Issue #5381, opened 2025-01-16
FR: rebase should detect identical commits


dotdash:
**Is your feature request related to a problem? Please describe.**
I have various old branches for which some commits have been merged to master, or rather, commits with identical changes but with different commit ids (e.g. because they were rebased or the commit message was edited in their PR phase). This is not a problem with git, because it detects identical commits during a rebase and skips them.
```
git rebase master
...
warning: skipped previously applied commit 40ca019a61
warning: skipped previously applied commit 8effd7177c
...
```

With `jj rebase -d master` these commits cause a bunch of conflicts, because they no longer apply cleanly on top of master.

**Describe the solution you'd like**
jj should do the same as git and detect duplicates and drop them (or maybe keep as empty unless `--skip-empty` is given) rather than creating conflicted changes.

**Describe alternatives you've considered**
Search manually for which changes are actually still needed, which is tedious and error prone.

bnjmnt4n:
Related issue: https://github.com/jj-vcs/jj/issues/2979.

scott2000:
*Edit: for reference, the below has been implemented, meaning that divergent commits can be abandoned when rebasing if they are duplicates of commits in the destination with the same change ID.*

---

When #6162 is merged and the change ID is preserved in many cases, maybe we could use the change IDs to skip duplicate commits without needing to compute patch IDs like Git does? I'm not sure if someone has already thought about this, but maybe something like this could work:

When rebasing a commit X onto parents Y, commit X is skipped if `should_skip_rebase(X, Y)` returns true:

```
fn should_skip_rebase(X, Y):
    S := set of visible commits with same change ID as X
    // Only check for duplicates if X is divergent
    if S contains any commits other than X:
        S' := S & (X..Y)
        for each commit Z in S':
            T := tree resulting from rebasing X onto the parents of Z
            if T is equivalent to the tree of Z:
                // X is a duplicate of Z, so it can be skipped
                return true
    return false
```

*THE TASK*.
Take the entries above and return all of them exactly.

*YOUR SOLUTION*.
Issue #5381, opened 2025-01-16
FR: rebase should detect identical commits


dotdash:
**Is your feature request related to a problem? Please describe.**
I have various old branches for which some commits have been merged to master, or rather, commits with identical changes but with different commit ids (e.g. because they were rebased or the commit message was edited in their PR phase). This is not a problem with git, because it detects identical commits during a rebase and skips them.
```
git rebase master
...
warning: skipped previously applied commit 40ca019a61
warning: skipped previously applied commit 8effd7177c
...
```

With `jj rebase -d master` these commits cause a bunch of conflicts, because they no longer apply cleanly on top of master.

**Describe the solution you'd like**
jj should do the same as git and detect duplicates and drop them (or maybe keep as empty unless `--skip-empty` is given) rather than creating conflicted changes.

**Describe alternatives you've considered**
Search manually for which changes are actually still needed, which is tedious and error prone.

bnjmnt4n:
Related issue: https://github.com/jj-vcs/jj/issues/2979.

scott2000:
*Edit: for reference, the below has been implemented, meaning that divergent commits can be abandoned when rebasing if they are duplicates of commits in the destination with the same change ID.*

---

When #6162 is merged and the change ID is preserved in many cases, maybe we could use the change IDs to skip duplicate commits without needing to compute patch IDs like Git does? I'm not sure if someone has already thought about this, but maybe something like this could work:

When rebasing a commit X onto parents Y, commit X is skipped if `should_skip_rebase(X, Y)` returns true:

```
fn should_skip_rebase(X, Y):
    S := set of visible commits with same change ID as X
    // Only check for duplicates if X is divergent
    if S contains any commits other than X:
        S' := S & (X..Y)
        for each commit Z in S':
            T := tree resulting from rebasing X onto the parents of Z
            if T is equivalent to the tree of Z:
                // X is a duplicate of Z, so it can be skipped
                return true
    return false
```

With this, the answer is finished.